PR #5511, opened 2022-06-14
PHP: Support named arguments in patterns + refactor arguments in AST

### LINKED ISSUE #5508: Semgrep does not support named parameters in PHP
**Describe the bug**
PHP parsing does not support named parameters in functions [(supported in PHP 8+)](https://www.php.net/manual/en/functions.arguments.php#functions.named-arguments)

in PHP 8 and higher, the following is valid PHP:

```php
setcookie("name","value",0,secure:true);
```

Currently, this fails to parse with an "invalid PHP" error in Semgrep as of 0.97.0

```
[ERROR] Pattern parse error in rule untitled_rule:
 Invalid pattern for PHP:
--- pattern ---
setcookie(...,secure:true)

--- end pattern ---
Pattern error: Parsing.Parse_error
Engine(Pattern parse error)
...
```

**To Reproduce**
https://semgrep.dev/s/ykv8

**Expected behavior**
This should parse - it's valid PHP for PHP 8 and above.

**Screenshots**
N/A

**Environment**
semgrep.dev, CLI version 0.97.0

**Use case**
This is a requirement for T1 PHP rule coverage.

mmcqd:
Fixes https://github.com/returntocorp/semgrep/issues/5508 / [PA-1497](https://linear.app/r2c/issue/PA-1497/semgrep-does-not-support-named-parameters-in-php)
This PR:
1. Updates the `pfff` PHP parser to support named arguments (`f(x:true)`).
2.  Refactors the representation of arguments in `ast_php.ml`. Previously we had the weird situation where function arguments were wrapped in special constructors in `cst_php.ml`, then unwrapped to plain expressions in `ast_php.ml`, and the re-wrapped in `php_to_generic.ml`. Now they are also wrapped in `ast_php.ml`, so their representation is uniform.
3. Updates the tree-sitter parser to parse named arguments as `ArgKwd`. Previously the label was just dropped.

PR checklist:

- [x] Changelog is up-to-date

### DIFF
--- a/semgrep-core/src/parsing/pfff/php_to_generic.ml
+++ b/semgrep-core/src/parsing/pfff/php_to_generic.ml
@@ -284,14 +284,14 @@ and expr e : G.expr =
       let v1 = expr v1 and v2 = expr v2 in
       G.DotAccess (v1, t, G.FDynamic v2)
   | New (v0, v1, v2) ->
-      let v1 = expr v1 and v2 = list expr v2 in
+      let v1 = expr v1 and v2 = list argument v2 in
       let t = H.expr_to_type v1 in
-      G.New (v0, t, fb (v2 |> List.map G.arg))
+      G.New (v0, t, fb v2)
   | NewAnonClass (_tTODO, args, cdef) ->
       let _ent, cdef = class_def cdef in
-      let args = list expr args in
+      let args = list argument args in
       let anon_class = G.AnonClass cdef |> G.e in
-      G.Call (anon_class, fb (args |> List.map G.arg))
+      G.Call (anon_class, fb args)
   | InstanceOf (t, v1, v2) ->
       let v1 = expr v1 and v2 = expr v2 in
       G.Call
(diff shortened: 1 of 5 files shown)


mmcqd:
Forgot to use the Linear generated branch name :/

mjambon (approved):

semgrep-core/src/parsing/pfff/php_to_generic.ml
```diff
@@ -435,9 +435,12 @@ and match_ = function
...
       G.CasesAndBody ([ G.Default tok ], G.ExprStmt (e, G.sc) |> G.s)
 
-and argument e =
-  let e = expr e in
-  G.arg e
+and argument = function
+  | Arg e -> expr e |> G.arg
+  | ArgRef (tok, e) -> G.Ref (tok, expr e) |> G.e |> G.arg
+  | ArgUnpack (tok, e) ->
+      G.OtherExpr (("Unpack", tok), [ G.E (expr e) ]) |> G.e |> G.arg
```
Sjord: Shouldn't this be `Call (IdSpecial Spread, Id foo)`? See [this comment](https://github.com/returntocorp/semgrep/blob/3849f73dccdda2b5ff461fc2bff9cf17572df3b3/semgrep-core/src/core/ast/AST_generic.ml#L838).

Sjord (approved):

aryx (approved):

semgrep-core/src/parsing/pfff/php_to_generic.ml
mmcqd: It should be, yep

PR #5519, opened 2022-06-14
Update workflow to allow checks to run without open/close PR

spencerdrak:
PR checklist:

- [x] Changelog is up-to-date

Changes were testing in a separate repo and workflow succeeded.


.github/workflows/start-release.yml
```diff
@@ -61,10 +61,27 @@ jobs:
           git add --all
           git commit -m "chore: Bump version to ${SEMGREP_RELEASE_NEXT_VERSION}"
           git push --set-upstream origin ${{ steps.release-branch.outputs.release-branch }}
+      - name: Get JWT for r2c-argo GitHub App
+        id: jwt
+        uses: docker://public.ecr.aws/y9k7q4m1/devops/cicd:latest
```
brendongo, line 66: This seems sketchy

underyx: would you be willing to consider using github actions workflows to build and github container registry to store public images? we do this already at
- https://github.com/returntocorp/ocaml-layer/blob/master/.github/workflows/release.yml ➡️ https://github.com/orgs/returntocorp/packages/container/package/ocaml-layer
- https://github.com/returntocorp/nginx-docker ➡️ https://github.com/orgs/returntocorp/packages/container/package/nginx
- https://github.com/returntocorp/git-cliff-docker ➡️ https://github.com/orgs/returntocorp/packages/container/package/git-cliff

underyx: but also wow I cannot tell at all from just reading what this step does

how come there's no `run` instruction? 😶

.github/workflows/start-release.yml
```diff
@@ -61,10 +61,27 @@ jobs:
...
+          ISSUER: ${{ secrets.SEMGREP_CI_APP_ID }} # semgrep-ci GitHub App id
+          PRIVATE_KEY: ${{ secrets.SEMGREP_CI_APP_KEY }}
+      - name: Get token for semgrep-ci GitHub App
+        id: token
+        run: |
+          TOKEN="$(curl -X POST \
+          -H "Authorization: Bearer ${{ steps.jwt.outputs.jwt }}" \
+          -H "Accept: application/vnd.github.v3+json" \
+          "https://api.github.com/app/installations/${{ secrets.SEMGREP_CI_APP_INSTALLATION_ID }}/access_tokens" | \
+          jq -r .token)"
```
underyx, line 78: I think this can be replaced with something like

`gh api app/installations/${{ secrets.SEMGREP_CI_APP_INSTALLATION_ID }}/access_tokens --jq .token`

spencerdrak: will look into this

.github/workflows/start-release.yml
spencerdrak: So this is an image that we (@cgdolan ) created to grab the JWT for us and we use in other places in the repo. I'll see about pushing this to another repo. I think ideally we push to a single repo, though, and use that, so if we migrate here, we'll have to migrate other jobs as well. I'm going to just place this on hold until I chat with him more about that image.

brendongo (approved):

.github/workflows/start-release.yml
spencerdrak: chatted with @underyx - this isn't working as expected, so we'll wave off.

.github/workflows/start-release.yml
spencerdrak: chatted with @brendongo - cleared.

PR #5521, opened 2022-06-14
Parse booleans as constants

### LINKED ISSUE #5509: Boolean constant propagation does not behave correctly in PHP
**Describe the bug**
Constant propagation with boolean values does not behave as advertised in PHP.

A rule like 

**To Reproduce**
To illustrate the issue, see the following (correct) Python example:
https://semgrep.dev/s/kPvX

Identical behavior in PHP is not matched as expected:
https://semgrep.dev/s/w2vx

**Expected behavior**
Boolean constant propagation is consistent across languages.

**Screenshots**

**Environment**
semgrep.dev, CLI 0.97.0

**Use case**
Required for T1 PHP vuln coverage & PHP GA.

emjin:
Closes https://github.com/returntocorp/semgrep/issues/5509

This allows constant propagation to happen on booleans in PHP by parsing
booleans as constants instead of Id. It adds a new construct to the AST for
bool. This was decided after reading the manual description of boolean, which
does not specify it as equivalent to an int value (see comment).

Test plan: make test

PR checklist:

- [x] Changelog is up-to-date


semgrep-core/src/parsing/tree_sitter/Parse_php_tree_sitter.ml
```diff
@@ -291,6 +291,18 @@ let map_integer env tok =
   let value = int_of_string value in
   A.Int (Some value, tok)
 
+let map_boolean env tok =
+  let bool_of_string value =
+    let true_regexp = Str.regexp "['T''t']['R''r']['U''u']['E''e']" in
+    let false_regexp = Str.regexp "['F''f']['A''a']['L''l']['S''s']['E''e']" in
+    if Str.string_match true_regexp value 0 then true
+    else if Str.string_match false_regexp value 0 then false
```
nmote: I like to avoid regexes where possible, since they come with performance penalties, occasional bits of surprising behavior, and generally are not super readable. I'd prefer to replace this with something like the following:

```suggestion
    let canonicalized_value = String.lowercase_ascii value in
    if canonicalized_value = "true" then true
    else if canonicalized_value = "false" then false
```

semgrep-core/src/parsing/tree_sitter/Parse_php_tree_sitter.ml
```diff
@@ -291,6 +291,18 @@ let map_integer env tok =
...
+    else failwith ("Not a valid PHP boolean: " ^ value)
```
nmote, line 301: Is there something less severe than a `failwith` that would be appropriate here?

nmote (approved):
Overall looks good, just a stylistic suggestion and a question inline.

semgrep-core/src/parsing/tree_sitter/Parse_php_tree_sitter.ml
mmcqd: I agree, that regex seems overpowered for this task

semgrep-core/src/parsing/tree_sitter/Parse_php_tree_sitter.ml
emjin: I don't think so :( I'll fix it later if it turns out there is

-------------------------

» WHAT IS NEEDED
From the data above, output only the lines between the line containing "Changes were testing" and the line containing "brendongo, line 66: This seems sketchy", inclusive, exactly as written.

» RESPONSE TO THE EXERCISE
Changes were testing in a separate repo and workflow succeeded.


.github/workflows/start-release.yml
```diff
@@ -61,10 +61,27 @@ jobs:
           git add --all
           git commit -m "chore: Bump version to ${SEMGREP_RELEASE_NEXT_VERSION}"
           git push --set-upstream origin ${{ steps.release-branch.outputs.release-branch }}
+      - name: Get JWT for r2c-argo GitHub App
+        id: jwt
+        uses: docker://public.ecr.aws/y9k7q4m1/devops/cicd:latest
```
brendongo, line 66: This seems sketchy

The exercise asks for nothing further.